ASFAIU the problem was that the application in question kept using oldptr, e.g.:

   int *oldptr = (int *)malloc(42);
   int *newptr = (int *)realloc(oldptr, 73);

   if (oldptr == newptr) {
     newptr[70] = 10; // ok because the "object" newptr can contain 73 ints
     oldptr[70] = 10; // SIGABRT here because the "object" oldptr can only contain 42 ints even though the memory block oldptr points to can hold 73
   }

rurban · on Sept 19, 2022

wrong. you need to save away old ptr and assign to the realloc 1st arg. memcmp is also wrong, compare the values, so that the compiler knows about it.

    void *ptr = malloc(73);

    void *old = ptr;
    void *ptr = realloc(ptr, 42);
    bool realloced = old != ptr;

kazinator · on Sept 19, 2022

I don't quite see what you're getting at, but I do know you can't declare ptr twice in the same scope in C; did you miss a curly brace somewhere to open a new scope, or else want to use different names?

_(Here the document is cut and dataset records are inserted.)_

PR #24989, opened 2026-07-21
CAMEL-23945: Add regression test for producer race on shared agent field

gnodet:
## Summary

CAMEL-23945: `LangChain4jAgentProducer.process()` had a race condition when using `AgentFactory` — the factory-created agent was written to the shared `agent` instance field and then re-read. Since a producer is a singleton per endpoint and `process()` must be thread-safe, concurrent exchanges selecting different agents could see each other's agents.

**The race was inadvertently fixed on `main`** in CAMEL-23697 (commit `03d8361bbb74`, 2026-06-17) which refactored the method to use a local variable:

```java
// Before (race): wrote to instance field, then re-read it
if (agentFactory != null) {
    agent = agentFactory.createAgent(exchange);
}
String response = agent.chat(aiAgentBody, toolProvider);

// After (safe): local variable, thread-confined
Agent agent = agentFactory != null ? agentFactory.createAgent(exchange) : this.agent;
Result<String> result = agent.chat(aiAgentBody, toolProvider);
```

This PR adds a **regression test** that:
- Configures a `PerExchangeAgentFactory` that creates a distinct agent per exchange (based on a header)
- Sends 50 concurrent exchanges through a single producer endpoint using a `CountDownLatch` to maximise contention
- Verifies each exchange received the response from its own agent, not from another thread's agent

## Test plan

- [x] New test `LangChain4jAgentProducerConcurrencyTest` passes (1 test, 0 failures)
- [x] All existing module tests pass (27 tests, 0 failures)
- [x] Code formatting validated (`-Psourcecheck validate`)

## Backport

The code fix + regression test has been backported to `camel-4.18.x` in #25063.

### DIFF
--- a/components/camel-ai/camel-langchain4j-agent/src/test/java/org/apache/camel/component/langchain4j/agent/LangChain4jAgentProducerConcurrencyTest.java
+++ b/components/camel-ai/camel-langchain4j-agent/src/test/java/org/apache/camel/component/langchain4j/agent/LangChain4jAgentProducerConcurrencyTest.java
@@ -1,0 +1,138 @@
+/*
+ * Licensed to the Apache Software Foundation (ASF) under one or more
+ * contributor license agreements.  See the NOTICE file distributed with
+ * this work for additional information regarding copyright ownership.
+ * The ASF licenses this file to You under the Apache License, Version 2.0
+ * (the "License"); you may not use this file except in compliance with
+ * the License.  You may obtain a copy of the License at
+ *
+ *      http://www.apache.org/licenses/LICENSE-2.0
+ *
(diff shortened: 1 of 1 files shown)


davsclaus:
why do you not fix the issue in 4.18.x also

gnodet:

Good point. On `main`, the race was inadvertently fixed by CAMEL-23697 (commit 03d8361bbb7) which refactored `process()` to use a local variable. This PR only adds the regression test since the fix is already in place.

However, `camel-4.18.x` still has the racy instance-field write. I'll create a separate backport PR for `camel-4.18.x` with both the code fix and the test.

davsclaus (approved):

Not comparing the values is the point. Your code uses the pointer that was passed to realloc, and that is undefined behavior according to ISO C.

The game you're playing with the identifiers is pointless; there is no difference between what you're trying to do and just:

   void *oldptr = malloc(73);
   void *newptr = realloc(oldptr, 42);
   bool realloced = oldptr != newptr; // undefined behavior

That's what the article is referring to, and that I'm specifically addressing with the memcmp. Accessing the pointer as an array of bytes doesn't use its value as a pointer. Bytes cannot be indeterminate; they are not allowed to have trap representations.

(There could be a false negative: the address didn't change, but the pointer bit pattern did. On 64 bit systems, the C library could easily put a tag into the upper bits of the pointer, and have realloc change the tag even if the address is the same.)

The problem described in the article is that the compiler generated a false negative even when the pointer didn't change, due to the undefined behavior. The idea is something like that since oldptr was passed to realloc, it is garbage. The newptr is good, and we need not compare garbage to non-garbage; we can just declare them to be unequal.

That's what you might get if your follow your advice of "compare the values, so that the compiler knows about it".